> INFORMATION SHOWN:
PR #704, opened 2019-09-25
[FIX][I] #703 Adjust URI parsing to work with Windows paths

### LINKED ISSUE #703: Windows: "Use existing module" fails in Saros/I
**Describe the bug**
Sharing a project with the option "Use existing module" fails with the following message if the client (not host) side is windows:
```
ERROR 13:18:43,982 [ApplicationImpl pooled thread 5] (Negotiation.java:357) IPN [remote side: dev8_alice_stf@saros-con.imp.fu-berlin.de/Saros] unknown error
java.nio.file.InvalidPathException: Illegal char <:> at index 4: file://C:/Users/kelvin/IdeaProjects/untitled1/SharedModule
	at java.base/sun.nio.fs.WindowsPathParser.normalize(WindowsPathParser.java:182)
	at java.base/sun.nio.fs.WindowsPathParser.parse(WindowsPathParser.java:153)
	at java.base/sun.nio.fs.WindowsPathParser.parse(WindowsPathParser.java:77)
	at java.base/sun.nio.fs.WindowsPath.parse(WindowsPath.java:92)
	at java.base/sun.nio.fs.WindowsFileSystem.getPath(WindowsFileSystem.java:229)
	at java.base/java.nio.file.Path.of(Path.java:147)
	at java.base/java.nio.file.Paths.get(Paths.java:69)
	at saros.intellij.negotiation.ModuleConfigurationInitializer.relativize(ModuleConfigurationInitializer.java:201)
	at saros.intellij.negotiation.ModuleConfigurationInitializer.lambda$configurationDiffers$3(ModuleConfigurationInitializer.java:178)
	at java.base/java.util.stream.ReferencePipeline$3$1.accept(ReferencePipeline.java:195)
	at java.base/java.util.stream.ReferencePipeline$3$1.accept(ReferencePipeline.java:195)
	at java.base/java.util.AbstractList$RandomAccessSpliterator.forEachRemaining(AbstractList.java:720)
	at java.base/java.util.stream.AbstractPipeline.copyInto(AbstractPipeline.java:484)
	at java.base/java.util.stream.AbstractPipeline.wrapAndCopyInto(AbstractPipeline.java:474)
	at java.base/java.util.stream.ReduceOps$ReduceOp.evaluateSequential(ReduceOps.java:913)
	at java.base/java.util.stream.AbstractPipeline.evaluate(AbstractPipeline.java:234)
	at java.base/java.util.stream.ReferencePipeline.collect(ReferencePipeline.java:578)
	at saros.intellij.negotiation.ModuleConfigurationInitializer.configurationDiffers(ModuleConfigurationInitializer.java:179)
	at saros.intellij.negotiation.ModuleConfigurationInitializer.applyModuleConfiguration(ModuleConfigurationInitializer.java:126)
	at saros.intellij.negotiation.ModuleConfigurationInitializer.access$000(ModuleConfigurationInitializer.java:39)
	at saros.intellij.negotiation.ModuleConfigurationInitializer$1.resourcesAdded(ModuleConfigurationInitializer.java:51)
	at saros.session.internal.SessionListenerDispatch.resourcesAdded(SessionListenerDispatch.java:56)
	at saros.session.internal.SarosSession.addSharedResources(SarosSession.java:278)
	at saros.negotiation.AbstractIncomingProjectNegotiation.run(AbstractIncomingProjectNegotiation.java:207)
	at saros.intellij.ui.wizards.AddProjectToSessionWizard$7.run(AddProjectToSessionWizard.java:616)
	at com.intellij.openapi.progress.impl.CoreProgressManager$TaskRunnable.run(CoreProgressManager.java:894)
	at com.intellij.openapi.progress.impl.CoreProgressManager.lambda$runProcess$2(CoreProgressManager.java:169)
	at com.intellij.openapi.progress.impl.CoreProgressManager.registerIndicatorAndRun(CoreProgressManager.java:591)
	at com.intellij.openapi.progress.impl.CoreProgressManager.executeProcessUnderProgress(CoreProgressManager.java:537)
	at com.intellij.openapi.progress.impl.ProgressManagerImpl.executeProcessUnderProgress(ProgressManagerImpl.java:59)
	at com.intellij.openapi.progress.impl.CoreProgressManager.runProcess(CoreProgressManager.java:156)
	at com.intellij.openapi.progress.impl.CoreProgressManager$4.run(CoreProgressManager.java:408)
	at com.intellij.openapi.application.impl.ApplicationImpl$1.run(ApplicationImpl.java:294)
	at java.base/java.util.concurrent.Executors$RunnableAdapter.call(Executors.java:515)
	at java.base/java.util.concurrent.FutureTask.run(FutureTask.java:264)
	at java.base/java.util.concurrent.ThreadPoolExecutor.runWorker(ThreadPoolExecutor.java:1128)
	at java.base/java.util.concurrent.ThreadPoolExecutor$Worker.run(ThreadPoolExecutor.java:628)
	at java.base/java.lang.Thread.run(Thread.java:834)
```

**To Reproduce**
1. Start a session with a windows participant
2. the windows user uses the option "use existing module"

tobous:
#### [FIX][I] #703 Adjust URI parsing to work with Windows paths

Adjusts the URI parsing used when reading the source root configuration
of the shared module to also work with Windows paths.

Subsequently adjusted ModuleConfigurationProvider to also use the URI
approach instead of relying on the VirtualFiles of the roots. This was
done to unify the shared root state. When using the VirtualFiles, roots
that are registered with the module but don't have a valid
representation in the file system (and therefore don't have a valid
VirtualFile representation) would be ignored. Such roots are now also
transmitted by the host.

Subsequently moved the logic to parse and relativize root paths to
ModuleUtils so that it can be used by ModuleConfigurationProvider and
ModuleConfigurationInitializer.

Fixes #703.

#### [REFACTORING][I] Reduce method visibility in ModuleConfigurationProvider

### DIFF
--- a/intellij/src/saros/intellij/negotiation/ModuleUtils.java
+++ b/intellij/src/saros/intellij/negotiation/ModuleUtils.java
@@ -1,0 +1,56 @@
+package saros.intellij.negotiation;
+
+import com.intellij.openapi.roots.SourceFolder;
+import java.io.File;
+import java.io.IOException;
+import java.net.URI;
+import java.net.URISyntaxException;
+import java.nio.file.Path;
+import java.nio.file.Paths;
+import org.apache.log4j.Logger;
+import org.jetbrains.annotations.NotNull;
+import org.jetbrains.annotations.Nullable;
+
+/** Provides utility methods to interact with modules. */
+class ModuleUtils {
+  private static final Logger log = Logger.getLogger(ModuleUtils.class);
+
+  /**
+   * Returns the relative path from the given base path to the relative source folder.
+   *
+   * @param basePath the base path to construct the relative path from
+   * @param sourceFolder the source folder to construct the relative path for
+   * @return the relative path from the given base path to the relative source folder or <code>null
+   *     </code> if the relative path could not be constructed
+   * @throws AssertionError when the path of the source folder does not start with the given base
+   *     path
+   */
+  @Nullable
+  static Path getRelativeRootPath(@NotNull Path basePath, @NotNull SourceFolder sourceFolder) {
+    String sourcePath = sourceFolder.getUrl();
+    try {
+      // Workaround to convert the URI to the canonical path needed for Windows paths
+      File childFile = new File(new URI(sourcePath).getPath());
+      Path childPath = Paths.get(childFile.getCanonicalPath());
+
+      assert childPath.startsWith(basePath)
+          : "Encountered path that is not located below the given base directory "
+              + basePath
+              + " - "
+              + childPath;
+
+      return basePath.relativize(childPath);
+
+    } catch (URISyntaxException e) {
+      log.warn("Could not parse source folder url", e);
+
+    } catch (IOException e) {
+      log.warn("Could not make source folder path canonical", e);
+
+    } catch (IllegalArgumentException e) {
+      log.warn("Could not construct relative path for the given source folder", e);
+    }
+
+    return null;
+  }
+}
--- a/docs/releases/saros-i_0.2.1.md
+++ b/docs/releases/saros-i_0.2.1.md
@@ -28,11 +28,12 @@ The current release `0.2.1` is not compatible with the previous Saros/I releases
 
 ## Changes
 
-- Fixed [#696](https://github.com/saros-project/saros/issues/696) - Color settings page not loading for Windows users
 - Allow project module to be shared
   - The project module (i.e. the module that contains the project configuration and is used to load the project) can not be shared through Saros. The project configuration files will be ignored by the session.
 - Honor excluded resources
   - The Saros session now ignores resources marked as 'excluded' in the IDE. As a result, such resources and activities modifying them won't be shared with other participants.
+- Fixed [#696](https://github.com/saros-project/saros/issues/696) - Color settings page not loading on the Windows platform
+- Fixed [#703](https://github.com/saros-project/saros/issues/703) - Fix "Use existing module" option failing on the Windows platform
 
 ## Features
 
--- a/intellij/resources/META-INF/plugin.xml
+++ b/intellij/resources/META-INF/plugin.xml
@@ -11,9 +11,10 @@
     <change-notes>
         <![CDATA[
         <ul>
-            <li>Fixed <a href="https://github.com/saros-project/saros/issues/696">#696</a> - Color settings page not loading for Windows users</li>
             <li>Allow project module to be shared</li>
             <li>Honor excluded resources</li>
+            <li>Fixed <a href="https://github.com/saros-project/saros/issues/696">#696</a> - Color settings page not loading on the Windows platform</li>
+            <li>Fixed <a href="https://github.com/saros-project/saros/issues/703">#703</a> - Fix "Use existing module" option failing on the Windows platform</li>
         </ul>
         <br>
         This list only refers to changes included in the latest release.
--- a/intellij/src/saros/intellij/negotiation/ModuleConfigurationInitializer.java
+++ b/intellij/src/saros/intellij/negotiation/ModuleConfigurationInitializer.java
@@ -7,7 +7,6 @@ import com.intellij.openapi.roots.ContentEntry;
 import com.intellij.openapi.roots.ModifiableRootModel;
 import com.intellij.openapi.roots.ModuleRootManager;
 import com.intellij.openapi.roots.ModuleRootModificationUtil;
-import com.intellij.openapi.roots.SourceFolder;
 import com.intellij.openapi.vfs.VirtualFile;
 import java.nio.file.Path;
 import java.nio.file.Paths;
@@ -15,6 +14,7 @@ import java.util.Arrays;
 import java.util.Collections;
 import java.util.Map;
 import java.util.Map.Entry;
+import java.util.Objects;
 import java.util.Set;
 import java.util.concurrent.ConcurrentHashMap;
 import java.util.stream.Collectors;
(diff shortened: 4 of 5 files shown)


intellij/src/saros/intellij/negotiation/ModuleUtils.java
```diff
@@ -0,0 +1,56 @@
...
+   * @throws AssertionError when the path of the source folder does not start with the given base
+   *     path
+   */
+  @Nullable
+  static Path getRelativeRootPath(@NotNull Path basePath, @NotNull SourceFolder sourceFolder) {
+    String sourcePath = sourceFolder.getUrl();
+    try {
+      // Workaround to convert the URI to the canonical path needed for Windows paths
+      File childFile = new File(new URI(sourcePath).getPath());
+      Path childPath = Paths.get(childFile.getCanonicalPath());
```
tobous: This solution isn't pretty (and it took me waaay to long to find it), but it seems to work.

tobous:
I still have to adjust the release notes to mention this fix. Will do so later.

srossbach:
Why am I asked to do a review when you do not need my feedback at all ? I took a look at this patch at 5:00 A.M . However I have no clue what your issue are and why you have to use an Uri.

tobous:
> Why am I asked to do a review when you do not need my feedback at all ? I took a look at this patch at 5:00 A.M . However I have no clue what your issue is and why you have to use an Uri.

My bad. I was a little hasty because I really want to get the bugfix release 0.2.1 out of the door.

I specifically asked for you to have a look at it as you have more experience with the Windows platform.

The issue is the following:

In the ModuleConfigurationProvider/Initializer, I am dealing with the "source roots" of the shared modules, meaning which directories of the content root are marked as "Source", "Test Source", etc (currently excluding "Excluded" resources as they are more complicated).

To read these, I have two options: Request their VirtualFile or their URL. As the configuration doen't necessarily have to be represented by a file in filesystem (which would prevent me from obtaining the VirtualFile), I decided to use the URL of the file. This way, I can ensure that the configuration of the module on host and client side matches (initially; in-session changes will be dealt with later on). And if some configuration for non-existent source roots are transferred, it won't really hurt as they will simply be ignored by the module. (This patch also moves the sending side to using URLs.)

In the beginning, I simply used the URL for the `Paths.get(String)` call to obtain the path for the resource. And, while this works for Unix systems (which I tested on), this does fail for Windows systems as the URL has the form `file://C:/foo/bar/src`. The stacktrace is given in #703.

The issue was then that, even though using `Paths.get(new URI(String))` works, it provides the path in the wrong format. For the base path, I have the path in the format `C:\foo\bar`, but for the child resource, I have the format `//C/foo/bar/src` (or something along the lines). But I need the resources to match, so I had to use the canonical path.

The implementation added in this PR works, but I am not sure whether there is a better way or I am missing some corner cases and stuff like that.

srossbach:
Seeing this ```//C/foo/bar/src``` reminds me of something, but I do not know what exactly.

I guess this is not related to https://docs.microsoft.com/en-us/windows/win32/fileio/naming-a-file?redirectedfrom=MSDN

but some other faulty URI/URL parsing.

srossbach:
Ok seems that at least the File (not Paths) API is still buggy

> WORK TO BE COMPLETED:
Each line that includes the string "Honor" should be copied from the data.

> WRITTEN RESPONSE:
 - Honor excluded resources
             <li>Honor excluded resources</li>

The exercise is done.